The tactics and strategy at play in the proxy war that Russia’s Vladimir Putin is fighting in Ukraine is an instructive example of this problem. Only those wholly blinded by wishful thinking or propaganda can deny that Russia is directing the conflict there through pro-Russian forces in east Ukraine. Unlike in the “War on Terror”, the real foe here is a state actor with a sizable conventional military capability behind a thin veneer of a civil war and insurgency.

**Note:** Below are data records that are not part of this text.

PR #826, opened 2023-02-16
Clean up TODOs

t0yv0:
Implements simple TODOs, removes TODOs from things that permanently should panic, cross-links important misses to the issue tracker.

### DIFF
--- a/pf/Makefile
+++ b/pf/Makefile
@@ -67,6 +67,9 @@ tidy::
 	cd tests/internal/tlsshim && go mod tidy
 	cd tests/testdatagen/genrandom && go mod tidy
 
-.PHONY: lint
+.PHONY: lint todos
 lint:
 	golangci-lint run
+
+todos::
+	git grep TODO | grep -v terraform-bridge | grep -v context.TODO
--- a/pf/Makefile
+++ b/pf/Makefile
@@ -70,6 +70,3 @@ tidy::
 .PHONY: lint todos
 lint:
 	golangci-lint run
-
-todos::
-	git grep TODO | grep -v terraform-bridge | grep -v context.TODO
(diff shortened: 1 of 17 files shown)


pf/internal/schemashim/block_schema.go
```diff
@@ -95,12 +95,38 @@ func (s *blockSchema) Deprecated() string { return s.block.GetDeprecationMessage
...
-func (*blockSchema) ConflictsWith() []string                            { panic("TODO") }
-func (*blockSchema) Default() interface{}                               { panic("TODO") }
-func (*blockSchema) DefaultFunc() shim.SchemaDefaultFunc                { panic("TODO") }
-func (*blockSchema) DefaultValue() (interface{}, error)                 { panic("TODO") }
-func (*blockSchema) ExactlyOneOf() []string                             { panic("TODO") }
-func (*blockSchema) SetElement(config interface{}) (interface{}, error) { panic("TODO") }
-func (*blockSchema) SetHash(v interface{}) int                          { panic("TODO") }
-func (*blockSchema) StateFunc() shim.SchemaStateFunc                    { panic("TODO") }
-func (*blockSchema) UnknownValue() interface{}                          { panic("TODO") }
+func (*blockSchema) ConflictsWith() []string {
```
iwahbe, line 98: It's probably worth embedding a `schemaGenerationOnly` type in `blockSchema`, `objectPseudoResource` and `typeSchema`. That way we don't need to repeat this message for each type.

pf/Makefile
```diff
@@ -67,6 +67,9 @@ tidy::
 	cd tests/internal/tlsshim && go mod tidy
 	cd tests/testdatagen/genrandom && go mod tidy
 
-.PHONY: lint
+.PHONY: lint todos
 lint:
 	golangci-lint run
+
+todos::
+	git grep TODO | grep -v terraform-bridge | grep -v context.TODO
```
iwahbe, line 75: I don't think we need a permanent target for this. We aren't going to use it, are we?

iwahbe (approved):
LGTM

pf/internal/schemashim/block_schema.go
t0yv0: It's in the "schemashim" package but feel free to rename. I'll just merge for now.

PR #843, opened 2023-02-28
Add workflow to update providers on release

aq17:
Fixes https://github.com/pulumi/home/issues/2589
Automatically trigger [update-bridge-all-providers](https://github.com/pulumi/ci-mgmt/blob/master/.github/workflows/update-bridge-all-providers.yml) in `pulumi/ci-mgmt` on release

### DIFF
--- a/.github/workflows/update-providers-ci-mgmt.yml
+++ b/.github/workflows/update-providers-ci-mgmt.yml
@@ -1,11 +1,19 @@
 name: Update Providers with new bridge version via ci-mgmt
 on:
   workflow_dispatch:
+  release:
+    types: [published]
+env:
+  GH_TOKEN: ${{ secrets.PULUMI_BOT_TOKEN }}
+  GITHUB_TOKEN: ${{ secrets.GITHUB_TOKEN }}
 jobs:
-  update-providers:
-    name: update-providers
+  upgrade_provider:
+    name: upgrade-provider
     runs-on: ubuntu-latest
     steps:
-      - name: Check out source code
-        uses: actions/checkout@master
-    # TBD
+    - name: Call upgrade provider action
+      uses: pulumi/pulumi-upgrade-provider-action@v0.0.4
+      with:
+        slack-channel: provider-upgrade-status
+        slack-webhook: ${{ secrets.SLACK_WEBHOOK_URL }}
+        kind: "bridge"


.github/workflows/update-providers-ci-mgmt.yml
```diff
@@ -0,0 +1,38 @@
+name: Update Providers with new bridge version via ci-mgmt
```
t0yv0, line 1: Perhaps this workflow can live in ci-mgmt repo?

t0yv0: Ah never mind, I see this dispatches from release to update-bridge-all-providers.yml...

I think it would be good to first test out if update-bridge-all-providers.yml works, and narrow it down to ecosystem-only repos.

.github/workflows/update-providers-ci-mgmt.yml
```diff
@@ -1,4 +1,50 @@
...
+      - uses: actions/github-script@v6
+        with:
+          github-token: ${{ secrets.PULUMI_BOT_TOKEN }}
+          script: |
+            await github.rest.actions.createWorkflowDispatch({
+              owner: 'pulumi',
+              repo: 'ci-mgmt',
+              workflow_id: 'update-bridge-ecosystem-providers.yml',
+              ref: 'master',
+              inputs: {"bridge_version": "${{ needs.get-bridge-latest-version.outputs.bridge-latest }}", "sdk_version": "${{ needs.get-sdk-latest-version.outputs.sdk-latest }}", "automerge": true}
```
aq17, line 48: @t0yv0 do you see anything wrong with this request? Failing with https://github.com/pulumi/pulumi-terraform-bridge/actions/runs/4326824183/jobs/7554718807 but the three parameters look like they match with https://github.com/pulumi/ci-mgmt/blob/master/.github/workflows/update-bridge-ecosystem-providers.yml#L11-L27

AaronFriel: It looks like `automerge` might need to be a string, despite the workflow dispatch config. https://github.com/cli/cli/issues/5246

.github/workflows/update-providers-ci-mgmt.yml
```diff
@@ -1,4 +1,50 @@
 name: Update Providers with new bridge version via ci-mgmt
 on:
+  release:
+    types: [published]
```
t0yv0, line 4: Hmm. I publish releases for pf/* tags separately from normal release. Will this confuse it?

t0yv0 (approved):
I'm ok to start trying this out and fixing incrementally. If it works at all this is good value. I worry it might confuse tags but we can observe it and see what happens. 

@aq17 perhaps try to run manually before merging and report how that went?

.github/workflows/update-providers-ci-mgmt.yml
```diff
@@ -1,4 +1,50 @@
...
+          echo "::set-output name=version::$version"
+    outputs:
+      bridge-latest: ${{ steps.bridge-version.outputs.version }}
+  get-sdk-latest-version:
+    runs-on: ubuntu-latest
+    steps:
+      - id: get-sdk-latest
+        uses: pozetroninc/github-action-get-latest-release@d1dafdb6e338bdab109e6afce581a01858680dfb
+        with:
+          repository: pulumi/pulumi
```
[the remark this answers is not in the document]
aq17: The target workflow requires an SDK version, so figure it's best to use the latest for now

.github/workflows/update-providers-ci-mgmt.yml
aq17: Good catch, yes it's getting confused.

aq17:
@t0yv0 coming back to this, much easier now that we have our upgrade provider action. We should be able to do something similar in `pu/pu` to target `pu/sdk` and `pu/pu` updates on release also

If Russian troops in full uniform had rolled in tanks, trucks, and helicopters across the border and pushed across the whole of Ukraine and into Kiev in a WWII-style blitzkrieg, the Powell Doctrine may perhaps have justified America using military force. Instead, the Powell Doctrine is frustrated and befuddled by the simple employment of a few “little green men” in balaclavas without patches on their uniforms—just enough to maintain “plausible deniability.” They chew away at Ukrainian territory a little at a time like termites; first Sevastopol Airport, then Crimea, and now chunks of east Ukraine.

Those who want peace at any cost are more than willing to buy it. Those who believe in containment are satisfied that it is localized. However, considering that this is not the first time Russia has employed such tactics–recall Georgia 2008–there are signs it may happen again in the medium or long term. There are also signs that the sanctions are beginning to bite hard in Moscow, as are the low oil prices. These may force Putin to trim back.

However, even if Russia goes home now it will still leave with more than it came with. With some European states already keen to tone down sanctions and return to normal trade with Russia, the temporary pain may have proven worth it for Vladimir Putin to have annexed territory, built his domestic approval to fever pitch, and embarrassed the West. If Putin goes home now, the green men may come back in Ukraine or elsewhere in a few years. Russia will likely recover from the losses when Europe lifts sanctions.

The Powell Doctrine sets a standard too high to justify action against the majority of threats America faces today. This is not by accident. America’s opponents—in Moscow and the Middle East—do their own strategic thinking. They understand that if they employ asymmetric tactics they can easily befuddle an America stuck on doctrines, wishing for peace above all, and still reeling from the divisive effects of two controversial and expensive wars that were unpopular with the rest of the world.

There is the Powell Doctrine as it is and the Powell Doctrine as we imagine it, much as there is the world as it is and how we would like it. As Clausewitz would have it, understanding the nature of the war one is facing is paramount. That is to say the world as it is. The Powell Doctrine is not what we need. People talking about war in bars should come to understand all of this. However, that is probably the world as I would like it.



[Photo: Flickr CC: Expert Infantry]




Col. Philip Lisagor, US Army (Retired) served three tours in Iraq and was part of Charlie Wilson’s war in the mid-eighties, training Mujahedeen in Peshawar, Pakistan. He lives in Northern Nevada where he trains horses and skis when there is snow. He was an Ally Fellow at the Harvard-Kennedy School of Government and recently completed an MFA in writing at Brian Turner’s program at Sierra Nevada College thanks to his GI Bill benefits.